我踩着轻盈的脚步往山下走去,小心翼翼地,深怕在结冰的马路上打滑。这山村自70年代起禁止燃油汽车进入,环保无烟,异常宁静,我若跌个四脚朝天恐怕会引发轰雷大响扰人清梦吧。抵达河边时终于碰见了人,有的步行,有的骑着脚车;有的看见了我露出惊讶的表情,是看见久违的亚裔脸孔吧?或许发现自己的反应过于唐突,马上向我点头,腼腆地微笑,友善的表情因为没有口罩的遮掩,坦坦荡荡。
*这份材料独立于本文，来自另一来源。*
PR #2828, opened 2021-08-01
feat: `unstack` receives kwarg `fillvalue`

### LINKED ISSUE #2698: control fill value for missing cells in `unstack`
Currently, when `unstack` encounters combinations of column and row keys that are not present in the DataFrame, the corresponding cell in the output is filled with `missing`.  It would be nice to be able to control the fill value used with a kwarg.  

For context, I hit this using `unstack` as a convenient way to make a confusion matrix (for which it's especially nice since you can add additional grouping variables on the rows), but cells that are missing really correspond to `0` in that situation.

pstorozenko:
Closes #2698 

I thought about checking every column separately for `promote_type`, but it would be a breaking change since right now value column with eltype `T` is always converted to `Vector{Union{Missing, T}}`. We may think about changing it in another PR.


bkamins:
>  but it would be a breaking change

Why do you think so? I would assume that if `fillvalue` is `missing` which is the default and old behavior in your PR we would get the same (so this means that no old code would be broken - the result would stay the same).

NEWS.md
```diff
@@ -18,6 +18,11 @@
   (notably `PooledArray` and `CategoricalArray`) or when they contained only
   integers in a small range.
   ([#2812](https://github.com/JuliaData/DataFrames.jl/pull/2812))
+* the `unstack` function receives new keyword argument `fillvalue`
+  (with `missing` default) that fills combination of not encountered
```
bkamins, line 22:
```suggestion
  (with `missing` default) that is used to fill combinations of not encountered
```

NEWS.md
```diff
@@ -18,6 +18,11 @@
...
+  rows and columns. This feature allows to distinguish between missings in
+  value column and just missing row/column combinations.
```
bkamins, line 24: I would say that the main use case is `fillvalue=0` if you have count data.

test/reshape.jl
```diff
@@ -654,4 +654,27 @@ end
...
+    dfu = unstack(df, :variable, :value)
+    @test dfu ≅ dfu1
+    @test eltype(dfu[!, :Var1]) == Union{Missing, Int}
+
+    delete!(df, 4)
+    for (sentinel, fcoltype) in zip([1, 1., "1", nothing], [Int, Float64, Any, Union{Int, Nothing}])
+        dfu_m = unstack(df, :variable, :value, fillvalue=sentinel)
+        @test dfu_m[2, :Var2] == sentinel
+        @test eltype(dfu_m[!, :Var2]) == fcoltype
+    end
```
bkamins, line 677: It is very important here to add tests for `CategoricalVector`, `ChainedVector` and maybe also `PooledVector`.
The reason is to check if the line https://github.com/JuliaData/DataFrames.jl/pull/2828/files#diff-9b09ee01805b1e911ca9c715199a11e9c872da2dfb66250a5ae8097cf8e67216R429 will produce what you expect in different combinations of cases. E.g. if `CategoricalVector` will be retained given different types of `fillvalue`.

bkamins:
> I thought about checking every column separately

Ah - after reviewing I see what you mean. What you have implemented is OK I think. One can run `identity.(df)` to do type narrowing later if needed.

However, it is important to test the additional scenarios I have mentioned I think. Especially for `CategoricalVector` check how `levels` behave in different combinations of inputs and in cases when original `CategoricalVector` is ordered/unordered.

Other than that - the PR looks good.

bkamins:
@pstorozenko - merge conflicts require fixing + have you had time to add the tests I have suggested?

bkamins:
@pstorozenko bump

pstorozenko:
Sorry for not answering.
There are a few things I found when trying to create tests for Categorical Vector:

1. When dealing with vectors that are subtypes of `CategoricalArrays.AbstractCategoricalArray` we should create `unstacked_val` with `fillvalue` value and levels from `valuecol` + `fillvalue`.
2. When `fillvalue` is `missing` then it is not added to levels (that's how CategoricalArrays work AFAIK).

bkamins:
Point 2 is correct.

Point 1 - there is a corner case when `fillvalue` is not allowed by `CategoricalArray`. As discussed - I will update the PR to check for corner cases. Thank you!

test/reshape.jl
bkamins: currently what we produce is disputable. I will comment above.

src/abstractdataframe/reshape.jl
```diff
@@ -398,13 +421,15 @@ function _unstack(df::AbstractDataFrame, rowkeys::AbstractVector{Int},
...
     colref_map = df[col_group_row_idxs, colkey]
-
     if any(ismissing, colref_map) && !allowmissing
         throw(ArgumentError("Missing value in variable :$(_names(df)[colkey]). " *
                             "Pass `allowmissing=true` to skip missings."))
     end
+    unstacked_val = [fill!(similar(valuecol,
+                                   promote_type(eltype(valuecol), typeof(fillvalue)),
+                                   Nrow),
+                           fillvalue) for _ in 1:Ncol]
```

看见台阶时,知道距离瞭望台不远了。我不心急,尽管日出不等人。在海拔1620米的深山里攀爬台阶,心脏格外兴奋,扑通扑通地大力跳着。我像是只刚被放出的囚鸟,贪婪地呼吸着新鲜纯净的空气。瞭望台空无一人,我和马特宏峰相对望,不言一语。天上的星星这时全掉下了,撒满在地面。你好啊,马特宏峰,2020年3月,当全球被笼罩在新冠肺炎的阴影之下时,各国纷纷封锁国境,世界带上了口罩,我在电视新闻里看见了你,你披上了新加坡国旗,向全世界发出强烈的希望信号。可当时我哪会料到病毒居然如此顽固,迟迟不愿离去呢?如今,我飞越半个地球来看你了,很高兴见到你。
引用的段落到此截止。